What the task requires: Among the entries that follow, find every line with the word "oliverchang" and copy it.

== Dataset extract

PR #403, opened 2025-01-22
feat: Add seek function to fileNode

another-rex:
Similar to #371, instead this time is to support the Archive extractor. I think this is the last main io interface we need to implement.

### DIFF
--- a/artifact/image/layerscanning/image/file_node.go
+++ b/artifact/image/layerscanning/image/file_node.go
@@ -94,6 +94,19 @@ func (f *fileNode) ReadAt(b []byte, off int64) (n int, err error) {
 	return f.file.ReadAt(b, off)
 }
 
+func (f *fileNode) Seek(offset int64, whence int) (n int64, err error) {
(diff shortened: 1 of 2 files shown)


oliverchang (approved):

artifact/image/layerscanning/image/file_node.go
```diff
@@ -94,6 +94,19 @@ func (f *fileNode) ReadAt(b []byte, off int64) (n int, err error) {
 	return f.file.ReadAt(b, off)
 }
 
+func (f *fileNode) Seek(offset int64, whence int) (n int64, err error) {
+	if f.isWhiteout {
+		return 0, fs.ErrNotExist
+	}
+	if f.file == nil {
+		f.file, err = os.Open(f.RealFilePath())
```
oliverchang, line 102: do we need to close?

another-rex: Nope, it'll get closed when someone calls Close() on the fileNode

====

Reply:
oliverchang (approved):
oliverchang, line 102: do we need to close?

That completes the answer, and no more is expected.